旁边维持秩序的衙役腾的过来几十个,拔出腰刀架在了这群胥吏的脖子上,寒刃刺目,杀气腾腾。

李屯田双手叉腰,捏着嗓子骂道:“吕方,你胳膊肘往外拐,护着这刁民,信不信我连你一起参?”

他平素说话故意压低嗓音,听起来跟正常男人区别不大,这会原形毕露,果真绵细中透着尖锐,表明了内侍的身份。

吕方肃然道:“李大人,朝廷有严令,你是监当官,只负责榷货之事,不许干扰地方,肆意扰民。何况徐昀既入州学,就是举士,又先后两次记功一等,岂能视为白身?真闹起来,你参不倒我,反而要被御史台盯上,怕是保不住现在的差事……”

李屯田背后冒出鸡皮疙瘩,御史台的疯狗固然可怕,但真正可怕的是宫里那些眼红他的同行们。

宫里的内侍多,可外面的位子少,谁不想到地方一边捞钱,一边享福?

就算没有行差踏错,还得严加提防他们捅刀子,如果被御史台盯上,送把柄手里,

眼见李屯田骑虎难下,乌鹏及时站出来,低声道:“大人,不必动气,等到开窑之后,分出胜负,到时自有百般羞辱等着他。”

李屯田想想也是,拂袖道:“本官大量,不跟奸猾小儿一般见识!吉时将至,早早开窑吧!”

吕方看向徐昀,示意他见好就收,徐昀也不好让吕方太过为难,环顾四周,朗声道:“诸位宾朋前来观礼,招待不周,还请见谅。

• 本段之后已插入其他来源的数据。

PR #16, opened 2019-01-15
Implementation of  the Material class

GabrielBachmann:
Here is the implementation of the Material class that can be saved in a JSON format.

### DIFF
--- a/ross/__init__.py
+++ b/ross/__init__.py
@@ -1,0 +1,1 @@
+import ross.materials as materials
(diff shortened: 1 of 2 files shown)


raphaeltimbo:
I will merge this now.
Some comments:
- We will need to add tests to this module;
- Evaluate if we could write `def __init__(self, name, rho=None, E=None, G_s=None):' this way the function signature will appear to the user and facilitate the use;
- Add documentation for the methods.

自行上高台就座,开窑仪式,马上举行。”

为了应付今天的场面,徐昀特地命人加班加点,在葫芦窑的对面搭建了三层高台。

众人免费看了场好戏,纷纷乐呵着窃窃私语,跟随茶行手下和衙役们的指引去高台就座。

三层是留给大人物们的,可经过刚才的冲突,无论如何尿不到一个壶里,各坐各的,泾渭分明。

李屯田毫不客气的占据了最中间的位置,围拢在他身边的除了胥吏,还有跟榷货务有生意往来的部分商人。

徐昀、吕方、周霄等州衙官员和名流文士坐在稍稍靠右的位置,曲云竹经营的茶行生意也归榷货务管,但她却公开坐在徐昀这边,算是跟李屯田彻底决裂。

吉时已到。

“燃香!”

“祭祖!”

“敬酒!”

“跪拜!”

“开窑门!”

随着阮俊生声嘶力竭的呐喊,窑门大开,准备好的陶工们穿着里外浸透了水的衣服,包住头脸,手上裹着十几层同样浸透水的厚布,鱼贯而入,接力将层层叠叠的支圈搬出,堆放到中间的空地上。

“咦,东主,你瞧,元宝坊用的是什么匣钵?我怎么感觉有点怪?”

乌鹏身边带着云鹏坊的匠作,一眼看出支圈跟匣钵的不同。

但距离隔得太远,支圈外层又故意用布遮掩形状,除非上手研究,否则看不透个中玄机。

“怪吗?”

乌鹏眯着眼,费尽的瞅了半晌,黑着脸道:“可能就是做的有点小吧……”

李屯田打断两人,道:“这匣钵是干什么用的?”

榷货务不管瓷行,他还是第一次现场观看开窑。

乌鹏忙解释道:“瓷坯入窑最宜洁净,一沾泥渣便成斑驳。因窑风火气冲突,易于伤坯。所以坯体必用匣钵套装,方能成器!”

“原来如此!”

李屯田望着如山堆积的匣钵,脸上首次露出忧色,道:“怎么出窑这么多?”

乌鹏笑道:“这不算多,改日请大人去观看龙窑的开窑,比这小小的葫芦窑……”忽的站起,颤声道:“啊?这就完了吗?”

最后一名陶工搬着支圈出来,后续没有别的陶工再进窑室,登时引发了高台上下此起彼伏的惊诧声。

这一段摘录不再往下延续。